Der ca. 900 m² große Innenhof des denkmalgeschützten Museums für Hamburgische Geschichte wird in etwa 20 m Höhe von einem gewölbten Glasdach überspannt. Der überdachte Innenhof mit historischer Backsteinfassade, barockem Petriportal, Skulpturen und dem modernen Glasdach stellt einen bedeutenden Ausstellungs- und Veranstaltungsort für die Stadt Hamburg dar. Nutzer der Fläche ist das Museum für Hamburgische Geschichte, welches die Fläche für verschiedenste Ausstellungen und Veranstaltungen nutzt. Die um 1990 fertiggestellte ursprüngliche Konstruktion stammt aus der Feder der Hamburger Architekten gmp.

Die Überarbeitung der  Konstruktion wurde in Zusammenarbeit mit der Metallbaufirma Angelian aus Hamburg, dem Büro für Glasstatik gsk aus Nordrhein-Westfalen und dem Büro für Fassadenplanung Nord fpn überplant. Nach zahlreichen Untersuchungen hinsichtlich der Biege- und Reißfestigkeit der ausgewählten Materialien, wurden für verschiedenen Versuchsaufbauten 1:1 Modelle gefertigt und deren Beständigkeit unter extremen Bedingungen geprüft und letztlich für gut befunden. Der gesamte Innenhof wurde mit einem raumfüllenden Gerüst versehen, welches die Arbeiten unter den Glaskuppeln ermöglichen sollte.

Im Zeitraum von Anfang bis Mitte 2016 wurden 7.452 m Spannseile und die dazugehörigen 1.072 Knotenpunkte ausgetauscht. Im Anschluss erfolgte die Demontage der 1.263 Stk. Glasscheiben, die zu 95 % individuell gefertigt werden mussten. Nach Inspektion der Stahlkonstruktion wurden zahlreiche Schwachstellen festgestellt, die behoben werden mussten. Zum Teil kamen für diese Arbeiten, die bis Mitte 2017 andauerten, nur Spezialfirmen (z.B. Schweißarbeiten) in Frage.
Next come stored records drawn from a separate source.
PR #247, opened 2024-10-28
Fix for Issue #240

### LINKED ISSUE #240: The test case called "ImageTest.RemoteMetadata" passes the test even when the udf_server doesn't execute the request
**Describe the bug**
The test case called "ImageTest.RemoteMetadata" passes the test even when the udf_server.py doesn't run successfully

**To Reproduce**
1. Open the udf_server.py file located at tests/remote_function_test directory.
2. Edit the file and add an invalid module name to be imported.
For example add the line "import blahblah" in the first line of the file.
udf_server_issue_01

3. Add the following line to the same file, specifically in the first line of the image_api() function:
```python
print("This message should be displayed in the log file", file=sys.stderr)
``` 
udf_server_issue_02

4. Save that file.
5. Go to the tests directory.
6. Run the following command:
```shell
./run_tests.sh -n ImageTest.RemoteMetadata
``` 
7. Verify the test passed. However, an error message is displayed on the screen:
```
Remote server is not running.
``` 
udf_server_issue_03

8. Open the file called "tests/tests_remote_log.log".
9. Verify that there is an error message in that log saying "ModuleNotFoundError: No module named 'blahblah'".
udf_server_issue_04

10. Verify that the request was not executed by udf_server server by checking that it is not logged the message added in the step 3 ("This message should be displayed in the log file") in that log file.
11.  Verify that the test is passing even when it should fail due to the error mentioned in the step 9.

**Expected behavior**
The test should fail.

rv355:
closes #240


rolandoquesada (approved):
Approved. Thanks for doing the changes.

cwlacewe (approved):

Die Gesamtlaufzeit für die Erneuerung des Glasdaches belief sich auf ungefähr drei Jahre Projektlaufzeit, von Mitte des Jahres 2015 bis Mitte 2018. Die technische Abnahme der aufwändigen Instandhaltungs- und Erneuerungsmaßnahmen des Glasdaches erfolgten im August 2018. Nutzer ist das Museum für Hamburgische Geschichte im Holstenwall 24.